What you have to do ->
Your response should contain every line from the data below that holds the string "RequestRange".

Records supplied ->
▶

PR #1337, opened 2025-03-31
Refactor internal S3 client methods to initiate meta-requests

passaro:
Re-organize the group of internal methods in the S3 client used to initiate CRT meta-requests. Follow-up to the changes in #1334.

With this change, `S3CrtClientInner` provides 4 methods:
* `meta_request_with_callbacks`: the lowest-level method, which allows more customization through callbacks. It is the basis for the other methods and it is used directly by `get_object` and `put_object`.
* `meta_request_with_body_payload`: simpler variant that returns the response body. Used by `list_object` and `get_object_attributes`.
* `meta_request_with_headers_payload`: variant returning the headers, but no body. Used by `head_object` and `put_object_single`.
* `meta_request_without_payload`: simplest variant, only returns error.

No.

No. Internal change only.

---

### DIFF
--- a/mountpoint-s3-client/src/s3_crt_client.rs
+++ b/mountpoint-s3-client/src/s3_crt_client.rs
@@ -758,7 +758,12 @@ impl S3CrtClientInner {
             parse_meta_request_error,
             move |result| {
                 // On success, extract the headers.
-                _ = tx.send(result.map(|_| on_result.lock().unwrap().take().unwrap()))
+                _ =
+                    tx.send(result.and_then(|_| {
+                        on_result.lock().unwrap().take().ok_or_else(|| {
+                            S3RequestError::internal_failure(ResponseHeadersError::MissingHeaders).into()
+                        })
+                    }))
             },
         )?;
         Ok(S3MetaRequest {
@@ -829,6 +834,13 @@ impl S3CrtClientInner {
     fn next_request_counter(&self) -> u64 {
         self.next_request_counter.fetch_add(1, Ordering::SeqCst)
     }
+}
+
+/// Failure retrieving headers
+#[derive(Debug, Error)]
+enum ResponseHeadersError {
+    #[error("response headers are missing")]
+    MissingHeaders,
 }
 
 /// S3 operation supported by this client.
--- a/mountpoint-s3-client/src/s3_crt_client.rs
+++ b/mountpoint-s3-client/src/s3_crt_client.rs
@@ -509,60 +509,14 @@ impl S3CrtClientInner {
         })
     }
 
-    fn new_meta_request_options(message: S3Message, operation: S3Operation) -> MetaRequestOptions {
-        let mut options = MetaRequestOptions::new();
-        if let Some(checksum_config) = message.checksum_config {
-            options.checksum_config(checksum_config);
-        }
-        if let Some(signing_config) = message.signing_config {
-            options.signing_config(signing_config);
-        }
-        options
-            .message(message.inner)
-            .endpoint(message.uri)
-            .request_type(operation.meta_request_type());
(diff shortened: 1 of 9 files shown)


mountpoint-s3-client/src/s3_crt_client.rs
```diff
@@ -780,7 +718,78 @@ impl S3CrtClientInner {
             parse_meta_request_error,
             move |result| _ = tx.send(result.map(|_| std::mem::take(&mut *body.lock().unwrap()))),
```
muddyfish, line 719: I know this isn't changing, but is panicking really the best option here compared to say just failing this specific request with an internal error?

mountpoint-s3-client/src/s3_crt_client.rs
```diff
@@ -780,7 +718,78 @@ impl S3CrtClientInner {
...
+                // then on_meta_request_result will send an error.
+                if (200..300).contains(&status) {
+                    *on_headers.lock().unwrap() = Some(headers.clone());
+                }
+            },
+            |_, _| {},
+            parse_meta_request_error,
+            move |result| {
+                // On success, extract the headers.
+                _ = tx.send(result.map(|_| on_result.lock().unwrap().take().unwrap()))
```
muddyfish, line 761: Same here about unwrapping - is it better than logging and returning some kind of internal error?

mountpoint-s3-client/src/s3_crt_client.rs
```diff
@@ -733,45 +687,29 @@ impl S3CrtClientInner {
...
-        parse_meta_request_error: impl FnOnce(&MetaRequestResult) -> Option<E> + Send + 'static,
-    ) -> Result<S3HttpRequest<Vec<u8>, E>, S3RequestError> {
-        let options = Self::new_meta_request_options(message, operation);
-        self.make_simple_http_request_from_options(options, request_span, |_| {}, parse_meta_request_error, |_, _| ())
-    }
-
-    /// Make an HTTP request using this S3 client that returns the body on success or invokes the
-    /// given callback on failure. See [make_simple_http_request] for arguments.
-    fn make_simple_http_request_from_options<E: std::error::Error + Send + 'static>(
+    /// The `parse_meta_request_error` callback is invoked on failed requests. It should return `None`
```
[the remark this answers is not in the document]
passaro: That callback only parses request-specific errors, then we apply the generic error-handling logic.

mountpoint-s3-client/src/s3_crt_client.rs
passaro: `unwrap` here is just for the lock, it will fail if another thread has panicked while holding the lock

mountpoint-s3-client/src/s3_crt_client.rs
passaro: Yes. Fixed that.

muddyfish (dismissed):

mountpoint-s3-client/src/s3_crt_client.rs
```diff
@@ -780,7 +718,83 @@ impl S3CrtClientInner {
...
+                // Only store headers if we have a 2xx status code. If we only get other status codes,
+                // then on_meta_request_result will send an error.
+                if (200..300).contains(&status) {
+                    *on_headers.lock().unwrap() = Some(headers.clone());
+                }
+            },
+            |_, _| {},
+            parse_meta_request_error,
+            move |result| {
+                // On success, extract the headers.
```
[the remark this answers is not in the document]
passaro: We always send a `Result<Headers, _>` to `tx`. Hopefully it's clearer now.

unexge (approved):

◀
▶

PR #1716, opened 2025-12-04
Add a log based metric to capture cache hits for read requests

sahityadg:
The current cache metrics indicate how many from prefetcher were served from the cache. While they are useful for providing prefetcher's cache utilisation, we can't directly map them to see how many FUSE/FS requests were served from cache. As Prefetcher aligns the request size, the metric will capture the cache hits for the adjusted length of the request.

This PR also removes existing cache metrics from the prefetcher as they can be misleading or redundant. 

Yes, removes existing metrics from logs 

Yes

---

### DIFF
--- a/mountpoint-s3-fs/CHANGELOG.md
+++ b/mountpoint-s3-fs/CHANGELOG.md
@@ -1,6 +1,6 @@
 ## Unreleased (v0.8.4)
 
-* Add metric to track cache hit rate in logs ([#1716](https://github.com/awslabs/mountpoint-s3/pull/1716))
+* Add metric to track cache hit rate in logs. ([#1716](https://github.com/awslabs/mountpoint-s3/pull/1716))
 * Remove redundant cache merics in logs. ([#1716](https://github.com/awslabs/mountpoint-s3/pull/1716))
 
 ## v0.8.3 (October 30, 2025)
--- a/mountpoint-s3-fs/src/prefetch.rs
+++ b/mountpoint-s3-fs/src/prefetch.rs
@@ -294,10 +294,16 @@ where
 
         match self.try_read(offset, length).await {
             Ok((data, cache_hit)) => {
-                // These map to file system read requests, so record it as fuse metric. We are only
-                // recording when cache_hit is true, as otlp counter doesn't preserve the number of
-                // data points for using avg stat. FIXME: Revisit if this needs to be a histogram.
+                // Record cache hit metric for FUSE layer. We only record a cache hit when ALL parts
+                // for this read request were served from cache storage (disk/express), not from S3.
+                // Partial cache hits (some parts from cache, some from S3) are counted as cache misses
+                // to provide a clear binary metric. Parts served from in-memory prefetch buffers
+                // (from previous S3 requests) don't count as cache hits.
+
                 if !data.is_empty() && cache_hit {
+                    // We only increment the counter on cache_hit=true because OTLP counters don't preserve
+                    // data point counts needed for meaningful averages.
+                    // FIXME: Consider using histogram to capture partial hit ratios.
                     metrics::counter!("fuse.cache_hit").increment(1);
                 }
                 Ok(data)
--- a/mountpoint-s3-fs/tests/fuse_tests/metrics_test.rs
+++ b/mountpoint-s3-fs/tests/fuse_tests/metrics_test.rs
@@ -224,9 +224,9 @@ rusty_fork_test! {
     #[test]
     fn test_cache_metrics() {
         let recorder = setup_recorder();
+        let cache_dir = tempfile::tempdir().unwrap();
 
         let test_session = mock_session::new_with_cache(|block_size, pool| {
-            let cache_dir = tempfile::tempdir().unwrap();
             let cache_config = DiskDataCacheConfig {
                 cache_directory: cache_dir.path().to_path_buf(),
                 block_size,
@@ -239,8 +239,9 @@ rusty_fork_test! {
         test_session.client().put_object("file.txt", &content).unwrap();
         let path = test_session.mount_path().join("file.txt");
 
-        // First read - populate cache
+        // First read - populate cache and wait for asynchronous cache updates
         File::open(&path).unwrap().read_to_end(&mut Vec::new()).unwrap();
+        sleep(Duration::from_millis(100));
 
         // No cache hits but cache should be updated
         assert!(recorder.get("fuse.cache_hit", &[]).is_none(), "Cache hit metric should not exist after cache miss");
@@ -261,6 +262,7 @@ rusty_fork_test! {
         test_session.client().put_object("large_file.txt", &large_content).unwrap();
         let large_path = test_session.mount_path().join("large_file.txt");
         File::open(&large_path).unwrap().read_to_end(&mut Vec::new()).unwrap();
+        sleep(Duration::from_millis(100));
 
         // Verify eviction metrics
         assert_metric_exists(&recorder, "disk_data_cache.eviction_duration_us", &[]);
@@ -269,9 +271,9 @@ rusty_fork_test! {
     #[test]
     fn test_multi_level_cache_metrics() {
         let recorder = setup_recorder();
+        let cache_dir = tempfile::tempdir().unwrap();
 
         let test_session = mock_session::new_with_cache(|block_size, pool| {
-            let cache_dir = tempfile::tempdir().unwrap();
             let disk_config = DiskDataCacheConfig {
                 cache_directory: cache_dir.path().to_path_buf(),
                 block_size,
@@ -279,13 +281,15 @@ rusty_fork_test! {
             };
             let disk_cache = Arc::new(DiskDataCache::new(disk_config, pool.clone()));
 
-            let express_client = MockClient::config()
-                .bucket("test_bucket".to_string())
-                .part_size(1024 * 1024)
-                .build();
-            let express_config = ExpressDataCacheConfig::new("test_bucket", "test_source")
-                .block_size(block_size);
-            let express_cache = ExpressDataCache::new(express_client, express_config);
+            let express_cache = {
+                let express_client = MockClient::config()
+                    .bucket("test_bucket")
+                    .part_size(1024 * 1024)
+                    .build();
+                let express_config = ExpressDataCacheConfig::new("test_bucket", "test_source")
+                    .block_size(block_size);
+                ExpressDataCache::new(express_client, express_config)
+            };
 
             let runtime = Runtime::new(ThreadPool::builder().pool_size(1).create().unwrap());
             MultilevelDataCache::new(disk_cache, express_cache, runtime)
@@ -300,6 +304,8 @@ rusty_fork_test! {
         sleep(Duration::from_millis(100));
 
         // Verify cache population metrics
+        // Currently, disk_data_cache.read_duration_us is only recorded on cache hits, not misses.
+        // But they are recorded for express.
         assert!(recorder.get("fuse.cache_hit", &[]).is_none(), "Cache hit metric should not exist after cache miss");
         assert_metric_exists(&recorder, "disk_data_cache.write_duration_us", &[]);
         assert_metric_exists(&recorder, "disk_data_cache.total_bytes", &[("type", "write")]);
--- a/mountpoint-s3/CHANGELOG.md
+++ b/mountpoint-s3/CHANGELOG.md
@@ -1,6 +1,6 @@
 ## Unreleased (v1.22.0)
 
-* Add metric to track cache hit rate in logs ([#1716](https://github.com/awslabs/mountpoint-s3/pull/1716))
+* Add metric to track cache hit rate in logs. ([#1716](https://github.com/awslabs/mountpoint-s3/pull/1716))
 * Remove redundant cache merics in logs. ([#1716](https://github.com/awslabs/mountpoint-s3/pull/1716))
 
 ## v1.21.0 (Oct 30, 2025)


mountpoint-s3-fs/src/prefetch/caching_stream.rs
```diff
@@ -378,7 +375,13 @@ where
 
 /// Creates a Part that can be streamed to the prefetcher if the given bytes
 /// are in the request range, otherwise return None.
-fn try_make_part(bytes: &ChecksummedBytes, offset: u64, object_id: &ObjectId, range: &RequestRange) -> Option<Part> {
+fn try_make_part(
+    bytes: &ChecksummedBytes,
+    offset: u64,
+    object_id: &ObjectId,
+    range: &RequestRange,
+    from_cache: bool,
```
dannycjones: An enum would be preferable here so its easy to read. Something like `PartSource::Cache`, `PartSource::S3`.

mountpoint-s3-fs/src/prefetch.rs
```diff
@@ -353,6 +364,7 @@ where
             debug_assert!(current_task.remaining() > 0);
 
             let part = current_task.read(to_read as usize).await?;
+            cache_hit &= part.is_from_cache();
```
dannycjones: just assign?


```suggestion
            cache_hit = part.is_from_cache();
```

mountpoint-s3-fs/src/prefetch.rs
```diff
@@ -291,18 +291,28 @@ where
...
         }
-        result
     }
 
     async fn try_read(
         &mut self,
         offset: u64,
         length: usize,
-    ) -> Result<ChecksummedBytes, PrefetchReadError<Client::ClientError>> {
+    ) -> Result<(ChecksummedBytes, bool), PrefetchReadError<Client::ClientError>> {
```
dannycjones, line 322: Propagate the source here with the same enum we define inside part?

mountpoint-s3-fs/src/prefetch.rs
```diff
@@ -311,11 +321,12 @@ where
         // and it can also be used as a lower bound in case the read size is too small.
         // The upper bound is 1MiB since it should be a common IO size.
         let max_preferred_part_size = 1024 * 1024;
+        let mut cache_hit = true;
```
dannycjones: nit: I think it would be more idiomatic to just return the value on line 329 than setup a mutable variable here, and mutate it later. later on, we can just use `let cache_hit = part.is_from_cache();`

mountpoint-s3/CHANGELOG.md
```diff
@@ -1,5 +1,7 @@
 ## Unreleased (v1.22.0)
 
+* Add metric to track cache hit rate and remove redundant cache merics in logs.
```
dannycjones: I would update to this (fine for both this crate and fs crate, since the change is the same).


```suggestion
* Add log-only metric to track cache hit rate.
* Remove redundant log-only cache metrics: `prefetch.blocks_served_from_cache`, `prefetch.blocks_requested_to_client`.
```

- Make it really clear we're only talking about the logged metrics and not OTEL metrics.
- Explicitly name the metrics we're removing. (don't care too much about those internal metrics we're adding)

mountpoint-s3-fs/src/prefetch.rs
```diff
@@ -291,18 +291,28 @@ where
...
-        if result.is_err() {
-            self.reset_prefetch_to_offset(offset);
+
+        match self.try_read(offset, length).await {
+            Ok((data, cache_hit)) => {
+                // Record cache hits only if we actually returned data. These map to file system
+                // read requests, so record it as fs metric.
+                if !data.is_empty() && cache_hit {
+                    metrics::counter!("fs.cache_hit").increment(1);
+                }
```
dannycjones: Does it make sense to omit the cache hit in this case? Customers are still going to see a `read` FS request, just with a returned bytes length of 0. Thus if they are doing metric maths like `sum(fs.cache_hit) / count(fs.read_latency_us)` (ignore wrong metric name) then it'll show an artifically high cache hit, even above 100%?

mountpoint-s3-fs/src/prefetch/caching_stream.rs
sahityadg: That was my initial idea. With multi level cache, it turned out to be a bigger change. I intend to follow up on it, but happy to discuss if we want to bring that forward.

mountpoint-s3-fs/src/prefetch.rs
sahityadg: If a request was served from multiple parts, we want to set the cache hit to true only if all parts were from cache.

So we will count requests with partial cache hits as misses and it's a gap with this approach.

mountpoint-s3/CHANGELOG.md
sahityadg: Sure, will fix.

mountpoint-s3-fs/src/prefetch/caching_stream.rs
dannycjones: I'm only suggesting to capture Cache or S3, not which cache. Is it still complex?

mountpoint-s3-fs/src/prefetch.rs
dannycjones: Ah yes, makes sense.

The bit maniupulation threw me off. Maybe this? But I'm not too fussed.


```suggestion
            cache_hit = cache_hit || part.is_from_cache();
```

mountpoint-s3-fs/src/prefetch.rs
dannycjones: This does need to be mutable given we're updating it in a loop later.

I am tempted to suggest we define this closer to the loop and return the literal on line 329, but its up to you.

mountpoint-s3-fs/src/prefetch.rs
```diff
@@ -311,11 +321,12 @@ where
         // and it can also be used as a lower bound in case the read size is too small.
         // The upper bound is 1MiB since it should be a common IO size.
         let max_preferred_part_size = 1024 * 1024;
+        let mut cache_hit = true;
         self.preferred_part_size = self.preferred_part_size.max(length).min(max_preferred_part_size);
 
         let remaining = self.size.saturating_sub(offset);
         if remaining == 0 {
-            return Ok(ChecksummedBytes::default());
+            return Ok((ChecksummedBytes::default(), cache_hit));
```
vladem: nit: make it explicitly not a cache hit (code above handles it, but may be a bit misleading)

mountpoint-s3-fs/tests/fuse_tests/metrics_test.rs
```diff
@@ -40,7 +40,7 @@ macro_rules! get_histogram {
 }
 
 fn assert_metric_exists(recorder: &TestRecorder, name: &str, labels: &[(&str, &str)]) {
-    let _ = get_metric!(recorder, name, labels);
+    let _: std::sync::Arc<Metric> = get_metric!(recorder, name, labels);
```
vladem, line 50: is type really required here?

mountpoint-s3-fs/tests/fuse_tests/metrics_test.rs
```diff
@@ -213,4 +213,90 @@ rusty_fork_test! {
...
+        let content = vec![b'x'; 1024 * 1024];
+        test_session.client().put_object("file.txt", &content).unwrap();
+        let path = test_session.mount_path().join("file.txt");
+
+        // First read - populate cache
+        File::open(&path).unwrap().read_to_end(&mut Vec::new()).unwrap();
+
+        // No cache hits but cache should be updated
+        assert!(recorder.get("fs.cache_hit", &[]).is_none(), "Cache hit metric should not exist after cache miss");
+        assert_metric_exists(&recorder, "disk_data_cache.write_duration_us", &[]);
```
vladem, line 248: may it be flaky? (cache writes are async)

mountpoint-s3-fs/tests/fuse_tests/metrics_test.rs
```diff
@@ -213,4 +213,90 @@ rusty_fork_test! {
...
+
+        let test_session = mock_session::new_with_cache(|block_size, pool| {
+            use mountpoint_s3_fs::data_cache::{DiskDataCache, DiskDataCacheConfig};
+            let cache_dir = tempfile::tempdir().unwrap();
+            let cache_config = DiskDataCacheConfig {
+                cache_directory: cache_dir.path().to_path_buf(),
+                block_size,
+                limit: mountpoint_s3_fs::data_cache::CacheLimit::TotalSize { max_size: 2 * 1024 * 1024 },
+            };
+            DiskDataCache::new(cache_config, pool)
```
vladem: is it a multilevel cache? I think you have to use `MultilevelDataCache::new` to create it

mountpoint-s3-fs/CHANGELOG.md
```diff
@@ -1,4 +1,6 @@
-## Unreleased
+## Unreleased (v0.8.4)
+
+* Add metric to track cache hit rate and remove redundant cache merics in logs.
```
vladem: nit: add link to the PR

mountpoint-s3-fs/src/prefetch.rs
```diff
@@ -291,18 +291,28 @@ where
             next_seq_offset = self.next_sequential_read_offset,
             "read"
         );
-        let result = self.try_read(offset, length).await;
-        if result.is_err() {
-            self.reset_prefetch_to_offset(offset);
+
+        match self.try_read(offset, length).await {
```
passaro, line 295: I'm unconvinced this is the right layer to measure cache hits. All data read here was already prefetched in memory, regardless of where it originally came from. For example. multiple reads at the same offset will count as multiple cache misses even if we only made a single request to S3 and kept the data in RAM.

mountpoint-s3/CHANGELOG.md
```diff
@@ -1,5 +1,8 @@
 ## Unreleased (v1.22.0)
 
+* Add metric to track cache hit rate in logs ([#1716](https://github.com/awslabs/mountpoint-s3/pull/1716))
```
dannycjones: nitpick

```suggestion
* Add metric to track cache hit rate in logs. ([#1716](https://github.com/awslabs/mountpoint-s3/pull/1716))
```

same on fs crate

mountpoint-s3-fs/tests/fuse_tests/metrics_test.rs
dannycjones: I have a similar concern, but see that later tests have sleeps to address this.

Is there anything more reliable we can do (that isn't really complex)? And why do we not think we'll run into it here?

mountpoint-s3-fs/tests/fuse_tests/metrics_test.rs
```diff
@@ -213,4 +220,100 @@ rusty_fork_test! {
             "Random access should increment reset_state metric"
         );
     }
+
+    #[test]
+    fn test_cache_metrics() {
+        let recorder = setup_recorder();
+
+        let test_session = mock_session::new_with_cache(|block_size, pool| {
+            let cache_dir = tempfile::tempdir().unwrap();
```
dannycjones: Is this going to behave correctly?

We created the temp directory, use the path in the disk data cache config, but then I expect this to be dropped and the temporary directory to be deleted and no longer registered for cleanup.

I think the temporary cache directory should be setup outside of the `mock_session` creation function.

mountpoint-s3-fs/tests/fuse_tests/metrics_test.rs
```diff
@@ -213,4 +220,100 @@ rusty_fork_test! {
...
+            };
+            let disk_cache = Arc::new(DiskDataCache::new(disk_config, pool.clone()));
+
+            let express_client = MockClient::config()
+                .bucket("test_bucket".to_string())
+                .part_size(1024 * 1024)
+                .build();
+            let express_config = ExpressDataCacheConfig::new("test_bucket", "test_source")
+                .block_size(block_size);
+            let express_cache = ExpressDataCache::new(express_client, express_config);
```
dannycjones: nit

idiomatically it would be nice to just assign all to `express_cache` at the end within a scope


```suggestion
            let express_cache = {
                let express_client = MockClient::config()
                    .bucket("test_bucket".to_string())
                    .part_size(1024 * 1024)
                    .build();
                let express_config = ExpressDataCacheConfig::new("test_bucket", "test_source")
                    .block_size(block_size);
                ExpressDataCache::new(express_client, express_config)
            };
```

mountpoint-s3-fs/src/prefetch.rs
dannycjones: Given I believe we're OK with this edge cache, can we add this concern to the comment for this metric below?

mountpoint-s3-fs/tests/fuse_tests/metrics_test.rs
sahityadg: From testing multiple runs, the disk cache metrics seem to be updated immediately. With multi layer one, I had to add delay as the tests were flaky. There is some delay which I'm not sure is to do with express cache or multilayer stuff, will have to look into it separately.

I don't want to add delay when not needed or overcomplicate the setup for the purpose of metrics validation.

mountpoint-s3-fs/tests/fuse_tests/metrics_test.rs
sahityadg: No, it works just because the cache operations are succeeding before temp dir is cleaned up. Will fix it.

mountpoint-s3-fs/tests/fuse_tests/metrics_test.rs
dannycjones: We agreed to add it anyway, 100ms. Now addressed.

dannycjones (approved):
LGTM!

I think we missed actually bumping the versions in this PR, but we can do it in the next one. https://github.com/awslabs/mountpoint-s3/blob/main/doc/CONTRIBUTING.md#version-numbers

◀

Answer space ->
-fn try_make_part(bytes: &ChecksummedBytes, offset: u64, object_id: &ObjectId, range: &RequestRange) -> Option<Part> {
+    range: &RequestRange,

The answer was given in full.